The same can be said for the recommendations in the following three articles, which offer expert guidance from chief information security officers (CISOs), CEOs, security analysts, and bug bounty hunters. And, hey, we’ve got a three-day weekend coming up. So if you’ve staked out some primo hammock or chaise time, we suggest you bookmark this page and click back when you’ve got your feet up. Or better yet—click through now and get a head start. You’ll snooze better this weekend knowing how to make your organization more secure.
Business email compromise—the stealth threat
THE AWARD: 2023 Technical Article—Bronze
WHY IT’S RELEVANT TODAY: This article brings to light a well-documented yet still little-known fact about cybercrime: Ransomware, which hogs much of the media spotlight, pales in comparison to business email compromise (BEC) attacks, which have been around longer, prove far costlier, and are growing in frequency, complexity, and severity.
Sure, ransomware—despite its destructive nature—seems to have a cooler, sexier vibe, whereas “business email compromise” sounds technical, awkward, boring. But this form of phishing is a stealthy bugger, with fake (but convincing) emails slipping into unsuspecting employees’ inboxes and wreaking havoc. Typical scams involve hackers who pose as vendors submitting invoices, or C-suite execs requesting wire transfers. Employees—typically overworked, under-resourced, and cyber-naïve—too often comply.
The FBI’s 2022 Internet Crime Report, released in the spring, clocked nearly 22,000 BEC complaints last year, with adjusted losses totaling more than $2.7 billion.
Getting the word out about such scams is imperative, as the best defense against BEC is an informed, committed workforce trained to spot these fake messages.
[Read on: Why business email compromise costs companies more than ransomware attacks]
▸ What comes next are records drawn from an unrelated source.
PR #435, opened 2024-05-02
Report correct length for trace span

adam-fowler:
The trace span in the `TracingMiddleware` should be the length it takes to return a response. Unfortunately because our Response body is a closure that will write the body at a later point and not the actual body we have not written the response body to the channel by the time we end the span in the `TracingMiddleware`. 

To fix this I am manually starting and ending the span myself instead of using `withSpan`. The `TracingMiddleware` returns a response body that ends the span once the body has been written.

Another issue arises if I leave this as is though. Someone could drop the response body which was returned by the `TracingMiddleware` and the `span.end` would never be called. To get around this I have wrapped it in a small class which will call `span.end()` on `deinit`, if it hasn't already been called.


Joannis (approved):
'been trying to think of a better solution - don't think there is one.

PR #441, opened 2024-05-08
Rely on NIO defaults for child maxMessagePerRead

adam-fowler:
One message per read is probably too low. Let's revert to the NIO default of 4


Joannis:
Is there a noticable performance improvement?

Talk therapy for CISOs pays off
THE AWARD: 2023 How-To Article—Bronze
WHY IT’S RELEVANT TODAY: Designed for CISOs but useful for anyone who engages with the C-suite, this article breaks down the art of persuasive presentation-giving into three basic steps. Ditching jargony cyberspeak is a big part of step one.
To convince CEOs of just about anything, you need to not only think like C-suite execs but also talk their language. That means front-loading numbers and the bottom line. We plot that course step by step by step, using charts and data from an executive survey on communication by Harvard Business Review Analytic Services, sponsored by Tanium (which publishes this magazine).
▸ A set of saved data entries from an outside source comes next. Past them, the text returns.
PR #444, opened 2024-05-08
Allow specialization of the RouterResponder

Joannis:
I've ran the `PerformanceTest` codebase two times, before and after this PR. Note that the PerformanceTest only uses 4 cores for HB2 - so that we have resource budget for regular OS use and the `wrk` client benckmark suite.

Since I made a lot of symbols inlinable, I had to make them public or internal. Public with SPI does not work with inlinable. We'll need to decide on a public API surface if we want benchmarks.

TODOs:
- [ ] Fix the router benchmarks in the Benchmarks folder.

## Before

```
Running 15s test @ http://localhost:8080
  8 threads and 128 connections
  Thread Stats   Avg      Stdev     Max   +/- Stdev
    Latency     1.78ms    1.35ms  47.83ms   91.64%
    Req/Sec     9.80k     1.47k   26.85k    89.11%
  1173503 requests in 15.10s, 166.75MB read
Requests/sec:  77697.81
Transfer/sec:     11.04MB
```

## After

```
Running 15s test @ http://localhost:8080
  8 threads and 128 connections
  Thread Stats   Avg      Stdev     Max   +/- Stdev
    Latency     1.69ms    1.37ms  50.63ms   93.09%
    Req/Sec    10.28k   694.90    13.73k    76.45%
  1233179 requests in 15.10s, 175.23MB read
Requests/sec:  81659.66
Transfer/sec:     11.60MB
```

### DIFF
--- a/Sources/Hummingbird/Router/TrieRouter.swift
+++ b/Sources/Hummingbird/Router/TrieRouter.swift
@@ -15,10 +15,12 @@
 import HummingbirdCore
 
 /// URI Path Trie Builder
-@_spi(Internal) public struct RouterPathTrieBuilder<Value: Sendable> {
+@_documentation(visibility: internal)
+public struct RouterPathTrieBuilder<Value: Sendable> {
     @usableFromInline
     var root: Node
 
+    @_documentation(visibility: internal)
     public init() {
         self.root = Node(key: .null, output: nil)
     }
@@ -50,7 +52,8 @@ import HummingbirdCore
     }
 
     /// Trie Node. Each node represents one component of a URI path
-    @_spi(Internal) public final class Node {
+    @_documentation(visibility: internal)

Doctors generally don’t get taught bedside-manner skills in med school, and CISO certifications never address how to talk to the people who write the checks and set the rules. They should; such skills are vital.
[Read on: How CISOs can talk cyber risk so that CEOs actually listen]
Teen hackers are back* and tough to predict
THE AWARD: 2023 Feature Article (Top 25 Issues)—4th Place, Honorable Mention
WHY IT’S RELEVANT TODAY: Teen hackers—the subject seems almost quaint given today’s preoccupation with elite cyber gangs and criminal operatives working with direct (or indirect) consent and consideration of nation-states. Yet the teen hacker is still out there and, in some ways, more elusive.
The CSRB’s findings [on the teen-heavy cyber gang Lapsus$] are not only timely; they are actionable.
What drives him (it’s usually a him, though female cybercrime is on the rise) is not money or power—areas that defensive strategists are familiar with. It’s bragging rights.
Our article, which came in fourth out of TABPI’s top 25 finalists, posted before ChatGPT became a household name. Since then, artificial intelligence (AI) has exploded—and a lot of tech experts are worried. AI-powered chatbots like ChatGPT that lower the bar and allow less-experienced individuals to carry out cyberattacks will only elevate the impact of teenage hackers. Last year, the Focal Point team felt we’d forgotten about this demographic, who dominated the world of cyberattacks in the earliest days of the internet. It was (and is) time to remember what makes them tick.
[Read on: Inside the mind of the elusive teenage hacker]
* Teen hackers are like IT help desk tickets—no matter how good you are, they never really go away.